Problem description — From the line containing "--- a/packages/wasm/test/fixtures/async.js" to the final line of the entries, every line is to be reproduced exactly; no other line belongs in the output.

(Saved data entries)
----------------------------------------

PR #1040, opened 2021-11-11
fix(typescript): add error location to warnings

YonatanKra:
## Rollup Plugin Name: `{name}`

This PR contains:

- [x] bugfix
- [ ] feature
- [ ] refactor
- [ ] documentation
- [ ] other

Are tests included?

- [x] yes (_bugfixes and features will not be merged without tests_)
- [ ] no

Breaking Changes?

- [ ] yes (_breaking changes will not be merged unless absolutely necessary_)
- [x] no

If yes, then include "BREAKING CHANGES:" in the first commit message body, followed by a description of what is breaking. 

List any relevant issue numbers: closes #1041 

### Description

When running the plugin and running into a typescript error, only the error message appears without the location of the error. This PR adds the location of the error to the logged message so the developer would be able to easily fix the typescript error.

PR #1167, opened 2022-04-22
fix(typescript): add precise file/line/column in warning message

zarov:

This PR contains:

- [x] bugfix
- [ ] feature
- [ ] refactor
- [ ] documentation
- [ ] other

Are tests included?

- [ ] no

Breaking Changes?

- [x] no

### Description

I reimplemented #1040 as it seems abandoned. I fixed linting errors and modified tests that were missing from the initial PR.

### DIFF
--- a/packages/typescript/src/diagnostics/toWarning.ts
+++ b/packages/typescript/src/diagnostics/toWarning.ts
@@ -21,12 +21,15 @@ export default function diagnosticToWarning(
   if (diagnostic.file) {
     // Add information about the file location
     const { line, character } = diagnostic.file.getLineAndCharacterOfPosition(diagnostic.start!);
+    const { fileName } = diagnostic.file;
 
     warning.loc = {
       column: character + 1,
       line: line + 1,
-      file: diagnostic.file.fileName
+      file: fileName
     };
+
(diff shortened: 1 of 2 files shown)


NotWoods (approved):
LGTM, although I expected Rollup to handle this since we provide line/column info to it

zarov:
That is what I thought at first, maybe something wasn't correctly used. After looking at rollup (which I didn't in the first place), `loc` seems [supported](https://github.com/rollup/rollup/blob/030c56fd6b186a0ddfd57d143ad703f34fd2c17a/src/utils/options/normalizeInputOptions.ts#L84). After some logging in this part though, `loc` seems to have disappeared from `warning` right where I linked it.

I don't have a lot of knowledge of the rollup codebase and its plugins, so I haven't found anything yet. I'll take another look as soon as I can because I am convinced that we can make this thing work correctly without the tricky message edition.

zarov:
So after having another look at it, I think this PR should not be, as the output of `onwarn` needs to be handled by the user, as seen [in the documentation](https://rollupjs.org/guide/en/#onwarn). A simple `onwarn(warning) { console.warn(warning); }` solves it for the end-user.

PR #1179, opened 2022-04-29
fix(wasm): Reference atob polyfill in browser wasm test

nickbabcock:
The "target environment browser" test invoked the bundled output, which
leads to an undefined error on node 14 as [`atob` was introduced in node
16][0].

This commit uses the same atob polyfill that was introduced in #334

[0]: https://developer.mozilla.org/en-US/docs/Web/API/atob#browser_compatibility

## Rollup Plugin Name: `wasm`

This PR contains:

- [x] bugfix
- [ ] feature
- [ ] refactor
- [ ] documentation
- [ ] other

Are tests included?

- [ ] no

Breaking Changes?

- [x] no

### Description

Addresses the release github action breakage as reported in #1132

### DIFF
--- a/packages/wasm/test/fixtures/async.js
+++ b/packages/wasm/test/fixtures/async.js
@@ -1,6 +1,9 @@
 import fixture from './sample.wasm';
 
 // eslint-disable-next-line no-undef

----------------------------------------

Answer space —
--- a/packages/wasm/test/fixtures/async.js
+++ b/packages/wasm/test/fixtures/async.js
@@ -1,6 +1,9 @@
 import fixture from './sample.wasm';
 
 // eslint-disable-next-line no-undef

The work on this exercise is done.